The impeachment proceedings could resonate in other ways, too. Former Vice President Joe Biden has repeatedly claimed that he will be able to work with Republicans if elected. At a Friday event at a Quality Inn in the eastern Iowa town of Fort Madison, Biden complained about rivals who condemned him as “naive” for this view.
But the Biden case of comity and cooperation could be harder to make after Republican senators marched in lockstep with Trump over impeachment, not just in terms of their likely vote at the end of the process but in their refusal to countenance calling witnesses.
Then there is the biggest question of all facing Democrats at the caucuses: Who is best to beat Trump?
Left-leaning supporters of Sanders and Warren and the more centrist backers of Biden, Klobuchar and former South Bend, Ind., Mayor Pete Buttigieg are united in their loathing of the president and their desire to beat him.
Eighty-one-year-old Jeraine Hofer, a Biden supporter, described Trump as “one of the worst presidents of my lifetime.” Beating him was imperative, Hofer added, because “we have a chance of losing our democracy right here.”
The question, of course, is how best to win.

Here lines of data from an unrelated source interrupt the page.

PR #214, opened 2020-10-29
DSP-759 Check if a Given Date Can Be Edited

tobiasschweizer:
resolves [DSP-759](https://dasch.myjetbrains.com/youtrack/issue/DSP-759)

Note that this PR renames `ValueTypeService` to `ValueService`.

### DIFF
--- a/projects/dsp-ui/src/lib/viewer/operations/display-edit/display-edit.component.spec.ts
+++ b/projects/dsp-ui/src/lib/viewer/operations/display-edit/display-edit.component.spec.ts
@@ -3,12 +3,11 @@ import { HarnessLoader } from '@angular/cdk/testing';
 import { TestbedHarnessEnvironment } from '@angular/cdk/testing/testbed';
 import { Component, Inject, Input, OnInit, ViewChild } from '@angular/core';
 import { async, ComponentFixture, TestBed } from '@angular/core/testing';
-import { FormBuilder, FormControl, FormGroup, Validators } from '@angular/forms';
+import { FormBuilder, FormControl, FormGroup, ReactiveFormsModule, Validators } from '@angular/forms';
 import { MatButtonHarness } from '@angular/material/button/testing';
 import { MAT_DIALOG_DATA, MatDialogModule, MatDialogRef } from '@angular/material/dialog';
 import { MatDialogHarness } from '@angular/material/dialog/testing';
 import { MatIconModule } from '@angular/material/icon';
-import { MatInputHarness } from '@angular/material/input/testing';
 import { MatTooltipModule } from '@angular/material/tooltip';
 import { By } from '@angular/platform-browser';
 import { BrowserAnimationsModule } from '@angular/platform-browser/animations';
@@ -29,7 +28,6 @@ import {
     ReadResource,
     ReadTextValueAsHtml,
     ReadTextValueAsString,
-    ReadTextValueAsXml,
     ReadTimeValue,
     ReadUriValue,
     ReadValue,
@@ -269,7 +267,6 @@ class TestHostDisplayValueComponent implements OnInit {
 describe('DisplayEditComponent', () => {
   let testHostComponent: TestHostDisplayValueComponent;
   let testHostFixture: ComponentFixture<TestHostDisplayValueComponent>;
-  let valueTypeService: ValueService;
 
   beforeEach(async(() => {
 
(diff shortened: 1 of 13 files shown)


tobiasschweizer:
@mdelez This PR handles precision and era, but not the calendar.

tobiasschweizer:
@mdelez sorry, too early to review: still missing the logic the prevents the editing button to show up

tobiasschweizer:
@mdelez Ok, now this PR is ready for review :-)

I decided to move the logic to value type service since it is also used there. It seemed weird to me to use logic coming from a component in a service.

projects/dsp-ui/src/lib/viewer/services/value-type.service.ts
```diff
@@ -78,6 +79,56 @@ export class ValueTypeService {
...
+     * Determines if a text can be edited using the text editor.
+     *
+     * @param textValue the text value to be checked.
+     */
+    isTextEditable(textValue: ReadTextValueAsXml): boolean {
+        return textValue.mapping === 'http://rdfh.ch/standoff/mappings/StandardMapping';
+    }
+
     /**
      * Equality checks with constants below are TEMPORARY until component is implemented.
```
tobiasschweizer, line 133: @mdelez Maybe this comment should be adapted since there are also other reasons to make a value read-only. What do you think?

mdelez: Maybe this service can also be renamed? It's becoming more general and is now more of a place to add helpful functions for the value components

mdelez (changes requested):
Nice! Just left a few comments to discuss

tobiasschweizer:
> Nice! Just left a few comments to discuss

I adapted the comment and renamed the service in https://github.com/dasch-swiss/dsp-ui-lib/pull/214/commits/b918f647d119dba0f5239dd1e7617bc1f77b932a.

I renamed the service to `ValueService` because it is not only about the value's type (the value instance is checked too).

Do you know if this service is used directly somewhere (outside the lib)? If yes, usage would break with the next release.

mdelez:
> Do you know if this service is used directly somewhere (outside the lib)? If yes, usage would break with the next release.

It is used [here](https://github.com/dasch-swiss/dsp-app/blob/4b2920d1200ea929131ba1e550f10233aba2dfb8/src/app/workspace/resource/resource-instance-form/select-properties/select-properties.component.ts#L36) in DSP-APP. However, the [PR](https://github.com/dasch-swiss/dsp-app/pull/324) that this code is in isn't merged yet so we can update it easily :)

tobiasschweizer:
> > Do you know if this service is used directly somewhere (outside the lib)? If yes, usage would break with the next release.
> 
> It is used [here](https://github.com/dasch-swiss/dsp-app/blob/4b2920d1200ea929131ba1e550f10233aba2dfb8/src/app/workspace/resource/resource-instance-form/select-properties/select-properties.component.ts#L36) in DSP-APP. However, the [PR](https://github.com/dasch-swiss/dsp-app/pull/324) that this code is in isn't merged yet so we can update it easily :)

Ok, great! I adapted the vars as well in https://github.com/dasch-swiss/dsp-ui-lib/pull/214/commits/338990600a5e8698425dcd2c42af5e4856646b1c

projects/dsp-ui/src/lib/viewer/operations/display-edit/display-edit.component.spec.ts
```diff
@@ -324,14 +322,11 @@ describe('DisplayEditComponent', () => {
         {
             provide: MatDialogRef,
             useValue: {}
-        },
-        ValueService,
```
tobiasschweizer: @mdelez I think there is no need to provide the service here since it is provided in root anyway. 
Importing `ReactiveFormsModule` fixes the injector problem with `FormBuilder`.

tobiasschweizer: However, I am not really sure what the best way is. Maybe we should spend some time on https://dasch.myjetbrains.com/youtrack/issue/DSP-98

mdelez: I'm currently writing unit tests for the PR mentioned above and the imports/injections (in test host components) for the FormBuilder are quite confusing. I think we should spend some time on what exactly needs to be imported in the unit tests that you don't get an injector error.

mdelez (approved):

projects/dsp-ui/src/lib/viewer/operations/display-edit/display-edit.component.spec.ts
tobiasschweizer: That is an excellent idea. Maybe we could try to work on https://dasch.myjetbrains.com/youtrack/issue/DSP-98 soon.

Warren, speaking in Cedar Rapids on Saturday, cast Trump as a symptom of larger ills in American society — and presented herself as the candidate to take on those deeper issues.
“A country that elects a man like Donald Trump has serious problems,” Warren told the crowd.
Biden supporters, by contrast, typically depict Trump as a one-man historical aberration and their preferred candidate as the person to restore normalcy.
Former Iowa Gov. Tom Vilsack (D), who is backing Biden, told The Hill on Friday, “People say, ‘Well, he needs more energy.’ No, actually he needs to provide a contrast to President Trump. President Trump has plenty of energy but people are saying, ‘Too much, too much.’ We want someone who is a statesman, who is calming.”
But one thing is for sure. For now, Trump is not going anywhere. And he is already framing the election on his terms, in Iowa and across the nation.
“This election is a choice between American freedom and democratic socialism,” he told his crowd in Des Moines on Thursday.
Voters need to stick with him, he told them, rather than migrating to “the radical socialist Democrats just down the street.”
The Memo is a reported column by Niall Stanage, primarily focused on Donald Trump’s presidency.